Here’s the complete, do-it-yourself instructions and code for that re-targeting experiment. First, the files:
- unnamed-re-project.py, which is the re-targeter, and outputs C code that relies on the support files:
- asm2c.c and
- asm2c.h; these are compiled along with
- testbench.c to demonstrate the program
- function.txt contains the disassembly that the re-targeter is hardcoded to process
The re-targeter wants to process code like that found in function.txt. This is the disassembly format output by my favorite Win32 PE disassembler, Sang Cho’s Disassembler. I knew in advance that the function expects 4 parameters, and that fact is hardcoded in the re-targeter along with the file name. The testbench.c file contains the opcodes for the original function and allows the programmer to switch between the original opcodes and the re-targeted code for verification.
To run this experiment:
- download all 5 files into one (Unix, x86) directory
- ./unnamed-re-project.py > bitreader.c
- gcc *.c -o testbench
The testbench.c program simulates the data structure that the re-targeted bitreading function expects, along with a bitstream that looks like 0xA5, 0x5A repeated. Running the program should result in:
12 bits = A55 4 bits = A
If compiling on x86_32, you can switch the “#if 0” to “#if 1” in order to test the original opcodes.

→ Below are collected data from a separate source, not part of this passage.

PR #356, opened 2020-11-06
add FindParent() and FindPrevious() with tests

fabstu:
I needed `FindParent(selector string)` and `FindPrevious(selector string)` functions for a small crawler project. I tried PrevUntil().Prev() to get the same result but that did not work, so I implemented them myself. I am uncertain how the functions should behave if Selection references more than 1 node.

Please let me know if I can improve anything.


mna:
Hello,

Thanks for caring about the package! Do you have a minimal, runnable example that demonstrates what you couldn't reproduce without those new functions? There's already the `Parents...` and `Prev...` family of functions that do very similar things, and it could be a documentation issue where it isn't clear what those functions do or how they work. I'd rather not add any API surface that doesn't match the jquery API.

Martin

fabstu:
I looked into it and the tests I added do not show the issue. Here is a more comprehensive example.

The following example steps into the link-element a, and then tries to find and print the first parent which matches the selector `div[class='il_ContainerListItem']`. See the full example below. I tried four approaches, and two worked for this case. 

```go
propertiesParent = link.ParentsUntil("div[class='il_ContainerListItem']").Parent().Last()
propertiesParent = FindParent(link, "div[class='il_ContainerListItem']")
```

The first is a reproduction using the current function, but it is non-intuitive that this is the same as "find first parent which matches and return it". This is why I think the new API, at least for `FindParent`, is justified. I did not look into FindPrevious but I think its the same there.


Full example:

```go
func TestFindParent4(t *testing.T) {
	testcase := `
<div class="il_ContainerListItem">
	<div class="il_ContainerListItem">
		<div class="il_ContainerItemTitle form-inline">
			<h4 class="il_ContainerItemTitle">
				<a href="abc" class="il_ContainerItemTitle">Discussion forum</a>
			</h4>
		</div>
	</div>
</div>
`

	doc, err := NewDocument(testcase)
	if err != nil {
		t.Fatal(err)
	}

	step1 := doc.Find("a.il_ContainerItemTitle")
	fmt.Println("step1",
		len(step1.Nodes),
		step1.Nodes[0].Data,
		step1.Nodes[0].Attr,
	)

	for i, node := range step1.Nodes {
		fmt.Println(i, ": step1:",
			len(step1.Nodes),
			node.Data,
			node.Attr,
		)
	}

	doc.Find("a.il_ContainerItemTitle").Each(
		func(n int, link *goquery.Selection) {
			if n != 0 {
				return
			}

			fmt.Println(strings.Repeat(fmt.Sprint(n), 10))

			propertiesParent := link.ParentsUntil("div[class='il_ContainerListItem']").Parent()

			fmt.Println("ParentsUntil().Parent():",
				len(propertiesParent.Nodes),
				propertiesParent.Nodes[0].Data,
				propertiesParent.Nodes[0].Attr,
				propertiesParent.Nodes[1].Data,
				propertiesParent.Nodes[1].Attr,
				propertiesParent.Text(),
			)

			propertiesParent = link.ParentsFiltered("div[class='il_ContainerListItem']")

			fmt.Println("ParentsFiltered():",
				len(propertiesParent.Nodes),
				propertiesParent.Nodes[0].Data,
				propertiesParent.Nodes[0].Attr,
				propertiesParent.Nodes[1].Data,
				propertiesParent.Nodes[1].Attr,
				propertiesParent.Text(),
			)

			propertiesParent = link.ParentsUntil("div[class='il_ContainerListItem']").Parent().Last()

			fmt.Println("ParentsUntil().Parent.Last():",
				len(propertiesParent.Nodes),
				propertiesParent.Nodes[0].Data,
				propertiesParent.Nodes[0].Attr,
				propertiesParent.Text(),
			)

			propertiesParent = findParent(link, "div[class='il_ContainerListItem']")

			fmt.Println("FindParent:",
				len(propertiesParent.Nodes),
				propertiesParent.Nodes[0].Data,
				propertiesParent.Nodes[0].Attr,
				propertiesParent.Text(),
			)
		},
	)
}
```

The shortened output:

```
ParentsUntil().Parent(): 2 div [{ class il_ContainerItemTitle form-inline}] div [{ class il_ContainerListItem}] 
                                Discussion forum
                                Discussion forum
ParentsFiltered(): 2 div [{ class il_ContainerListItem}] div [{ class il_ContainerListItem}] 
                                Discussion forum
                                Discussion forum
ParentsUntil().Parent.Last(): 1 div [{ class il_ContainerListItem}] 
                                Discussion forum
FindParent: 1 div [{ class il_ContainerListItem}] 
                                Discussion forum
```

mna:
Hello,

In that situation, what you want is `Closest`, it returns the first parent that matches the selector. Basically, the `Parent` (singular) family of functions get the immediate parent of the nodes in the selection (and matches the `parent` jquery function), `Parents` (plural) family of functions get all ancestors of the nodes in the selection (and matches the `parents` jquery function) and `Closest` get the first element of each nodes in the selection that matches the selector, starting from the node itself and traversing up (and matches the `closest` jquery function).

So this does what you want from your example:

```
const data = `
<div class="il_ContainerListItem">
	<div class="il_ContainerListItem">
		<div class="il_ContainerItemTitle form-inline">
			<h4 class="il_ContainerItemTitle">
				<a href="abc" class="il_ContainerItemTitle">Discussion forum</a>
			</h4>
		</div>
	</div>
</div>
`

func main() {
	doc, err := goquery.NewDocumentFromReader(strings.NewReader(data))
	if err != nil {
		log.Fatal(err)
	}
	parent := doc.Find("a").Closest("div.il_ContainerListItem")
	h, _ := goquery.OuterHtml(parent)
	fmt.Println(h)
}
```
(note that when searching by class, you can use the `.class` syntax). As mentioned, `Closest` starts with the selected node itself, so if you're worried that the node itself could match (impossible in that case as it's an `a` and we search for closest `div`), you should call `Parent()` before `Closest()`.

Hope this helps,
Martin

fabstu:
Hello.

Ahh I didn't find it, thank you! Is there the same for FindPrevious, which walks up with .Prev() and returns the first matching selector?

Anyway its good that I made this PR, now this is documented for people who search for FindParent. 👍

Cheers,
Fabian

mna:
There's not the equivalent of `Closest` for previous/next, but `PrevAllFiltered` is similar to `ParentsFiltered` in that it will add all previous siblings that match the selector. If you know only one of them match the selector, that's all you need, otherwise you may need some post-processing (e.g. call `First` afterwards, but that only works if operating on a base selection of one).

It would be nice to have some more general usage docs, in addition to the per-functions, as there are many functions to work through and the differences (or what they do) are not always obvious.

fabstu:
It is not obvious at all to call PrevAllFiltered().First, sadly. I agree that general docs can be improved. 👍 

I guess a mapping would be the most simple for people who know what they need from other languages. For example:
 
`jquery: prev(selector) -> PrevAllFiltered(selector).First() // if staring selection is one node, else have to postprocess.`

mna:
> It is not obvious at all to call PrevAllFiltered(sel).First()

I think it is well documented what `PrevAllFiltered` does, and from there you can infer that you may need to do more processing if you want to isolate a single previous sibling when many can match the selector, but what I mean by more general docs is docs that do not focus on API/function description, but a higher-level "if you have that kind of problem, use that kind of solution", because even if the function is documented, there are many of those and it's easy to miss that there is one that does what you need.

> I guess a mapping would be the most simple for people who know what they need from other languages.

I don't know soup (beautiful soup in Python, I assume? I know the name but that's pretty much all), but for jquery, the mapping is documented and straightforward. You may have misunderstood what I meant, `prev` in jquery works like `Prev` in goquery, and `PrevAll` is jquery's `prevAll`. I.e. there is no function in jquery that directly does `PrevAllFiltered(...).First()` either. I think the jquery mapping is quite well explained in the README: https://github.com/puerkitobio/goquery#api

I took a stab at making the re-targeter portable to a big endian platform, as brainstormed last night. However, I soon realized what my hastily scrawled, year-old note about that task’s difficulty must have warned about– the outlined approach works for source arguments, but is not as straightforward for destination arguments.

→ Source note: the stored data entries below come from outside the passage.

PR #364, opened 2020-12-07
AddingPowerSupport_CI/Testing

santosh653:
Adding power support & updating the go versions to >=1.13 as lower versions are not supported.,

Adding power support ppc64le with Continues Integration/testing so that code remains architecture independent.

This is part of the Ubuntu distribution for ppc64le. This helps us simplify testing later when distributions are re-building and re-releasing. For more info tag @gerrith3.

The build is successful on both arch: amd64/ppc64le, please find the Travis Link below.
https://travis-ci.com/github/santosh653/goquery

Please let me know if you need any further details,

Thank You!!


mna:
Hello @gerrith3 ,

I have no problem adding test support for other architectures, but not at the expense of dropping tests on older versions of Go. There's surely a way to run a different set of Go versions for each architecture?

Martin

gerrith3:
@mna hey you can definitely customize the .travis.yml to run different things on different architectures.  @santosh653 should be able to update the .travis.yml.  Having said that, a bunch of those go versions should be pretty completely out of date.  The only versions I would really trust to be solid on ppc64le are 13/14/15 and later - earlier may work.  But you should be able to run any of the old versions on Intel if you want to.  Personally, I don't see a lot of value in that but you know your project better than we do.  And trimming the versions a little is a good way to save yourself some CI minutes, although that doesn't really matter - if you run out, ask travis for more.

mna:
Yeah let's not arbitrarily drop support for any old version on amd64, at least as long as travis or other CI let's us do so. Feel free to use just the versions you need on ppc.

santosh653:
@mna I have excluded what is not supported on Power ie go<=1.12.x & I am running the code for all the go versions for amd64.,
I hope this change in the code answers & addresses your query., 

The Travis Build is also successful with the new set of changes.
Looping @gerrith3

I don’t have immediate access to an x86_64/Linux environment, but I would like to know if the re-targeted code compiles on that platform. The entire point of a re-targeter is to run code on a different platform, though I suppose alternate operating systems on the same CPU architecture is another interpretation.
So, of course the re-targeter is super-naive in its current form. It only implements enough instructions to handle that one function in function.txt. It does not handle branching at all. In order to do so, each of the instruction emitters would also need to output the code that adjusts the appropriate flags after each arithmetic instruction. Then, a branch would map to a simple goto with the correct address label.